What to work on = All the data should be printed again exactly as written.
▬▬▬▬▬▬▬▬▬▬
PR #128, opened 2026-09-13
fix: note mv resolves the destination into the synced tree, and refuses outside-tree and overwrite

fduple:
## What this changes

`hpr note mv` resolves its destination before touching anything. A bare name lands in `research/notes/` with `.md` appended; a destination outside `research/notes/`, `research/index/` or `research/temp/` is refused with `OUTSIDE_SYNCED_TREE`; an existing destination is refused with `DESTINATION_EXISTS`.

## Why

`note mv` joined its destination onto the vault root verbatim and renamed the file:

- **It overwrote notes.** In a fresh vault with `alpha-note` and `beta-note`, `hpr note mv beta-note research/notes/alpha-note.md` reports success; `alpha-note.md` now holds Beta's content, Alpha's content is gone, and the index row for `alpha-note` points at Beta's file.
- **A bare name dropped the note out of the index.** `hpr note mv beta-note beta-renamed` (what an agent naturally passes) moved the file to the vault root without `.md`, where sync never looks, and reported success.
- **Any outside-tree path was accepted**, including `../x` and absolute paths.

The containment check reuses the `_under` helper #114 added to `core/claims.py` for the `claims ingest --tag` traversal rather than adding a second one; #125's run-tag check is a slug pattern and does not apply to a path. JSON and console output now report the resolved path. The help text and docstring are corrected because they are about this behaviour: the old docstring promised mv updated all references, which nothing did (the id lives in frontmatter, so wiki-links keep resolving and nothing needs rewriting).

## How it was verified

- `tests/test_cli/test_note_ops.py`: `test_note_mv` now targets `research/notes/moved/` (its old target is outside the synced tree and is refused). New: a bare name lands indexed at `research/notes/<name>.md`; an outside-tree destination is refused with the source untouched and still indexed; moving onto an existing note is refused for both the explicit path and the bare name, with the target's content intact.
- With the `cli/note.py` change reverted, all 4 new cases fail on assertions; the other 8 tests in the file pass either way.
- Also checked by hand, each giving a clean error or the right path: `""`, `.`, `../x`, `/etc/passwd`, `research`, `research/notes`, `research/runs/t/x.md`, `research/foo.md`, an absolute path inside the vault, `research/index/i`.
- `pytest tests/`: 1273 passed on 3.11 and on 3.13. On 3.12, 1271 passed and the 2 tests in `tests/test_mcp/test_update_note.py` were skipped, because that local venv has `mcp` 2.x. `ruff check src/ tests/` is clean.

---


jordan-gibbs:
I pushed a commit on top of this instead of sending it back to you, since the fixes were small and I wanted it in with the rest of your batch.

`research/index/` came out of the allowed destinations. `IndexGenerator.build_all()` deletes every `.md` in there before regenerating (`indexgen/generator.py:17-19`), and `repair` calls it, so a note moved in was gone after the next repair. main had the same hole, I just hadn't noticed it until the new error message listed index as a place you could go.

The other one is Windows/macOS: a case-only rename (`beta-note` to `Beta-Note.md`) hit `DESTINATION_EXISTS` because `exists()` matches the note's own file on a case-insensitive filesystem. It checks `samefile` now, and `rel_new` resolves the parent only, since `resolve()` on the file hands back the old spelling. `.MD` also stopped picking up a second `.md`. Tests for all three are in `test_note_ops.py`.

Merging, thanks for this one.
▬▬▬▬▬▬▬▬▬▬
Answer for this exercise =
PR #128, opened 2026-09-13
fix: note mv resolves the destination into the synced tree, and refuses outside-tree and overwrite

fduple:
## What this changes

`hpr note mv` resolves its destination before touching anything. A bare name lands in `research/notes/` with `.md` appended; a destination outside `research/notes/`, `research/index/` or `research/temp/` is refused with `OUTSIDE_SYNCED_TREE`; an existing destination is refused with `DESTINATION_EXISTS`.

## Why

`note mv` joined its destination onto the vault root verbatim and renamed the file:

- **It overwrote notes.** In a fresh vault with `alpha-note` and `beta-note`, `hpr note mv beta-note research/notes/alpha-note.md` reports success; `alpha-note.md` now holds Beta's content, Alpha's content is gone, and the index row for `alpha-note` points at Beta's file.
- **A bare name dropped the note out of the index.** `hpr note mv beta-note beta-renamed` (what an agent naturally passes) moved the file to the vault root without `.md`, where sync never looks, and reported success.
- **Any outside-tree path was accepted**, including `../x` and absolute paths.

The containment check reuses the `_under` helper #114 added to `core/claims.py` for the `claims ingest --tag` traversal rather than adding a second one; #125's run-tag check is a slug pattern and does not apply to a path. JSON and console output now report the resolved path. The help text and docstring are corrected because they are about this behaviour: the old docstring promised mv updated all references, which nothing did (the id lives in frontmatter, so wiki-links keep resolving and nothing needs rewriting).

## How it was verified

- `tests/test_cli/test_note_ops.py`: `test_note_mv` now targets `research/notes/moved/` (its old target is outside the synced tree and is refused). New: a bare name lands indexed at `research/notes/<name>.md`; an outside-tree destination is refused with the source untouched and still indexed; moving onto an existing note is refused for both the explicit path and the bare name, with the target's content intact.
- With the `cli/note.py` change reverted, all 4 new cases fail on assertions; the other 8 tests in the file pass either way.
- Also checked by hand, each giving a clean error or the right path: `""`, `.`, `../x`, `/etc/passwd`, `research`, `research/notes`, `research/runs/t/x.md`, `research/foo.md`, an absolute path inside the vault, `research/index/i`.
- `pytest tests/`: 1273 passed on 3.11 and on 3.13. On 3.12, 1271 passed and the 2 tests in `tests/test_mcp/test_update_note.py` were skipped, because that local venv has `mcp` 2.x. `ruff check src/ tests/` is clean.

---


jordan-gibbs:
I pushed a commit on top of this instead of sending it back to you, since the fixes were small and I wanted it in with the rest of your batch.

`research/index/` came out of the allowed destinations. `IndexGenerator.build_all()` deletes every `.md` in there before regenerating (`indexgen/generator.py:17-19`), and `repair` calls it, so a note moved in was gone after the next repair. main had the same hole, I just hadn't noticed it until the new error message listed index as a place you could go.

The other one is Windows/macOS: a case-only rename (`beta-note` to `Beta-Note.md`) hit `DESTINATION_EXISTS` because `exists()` matches the note's own file on a case-insensitive filesystem. It checks `samefile` now, and `rel_new` resolves the parent only, since `resolve()` on the file hands back the old spelling. `.MD` also stopped picking up a second `.md`. Tests for all three are in `test_note_ops.py`.

Merging, thanks for this one.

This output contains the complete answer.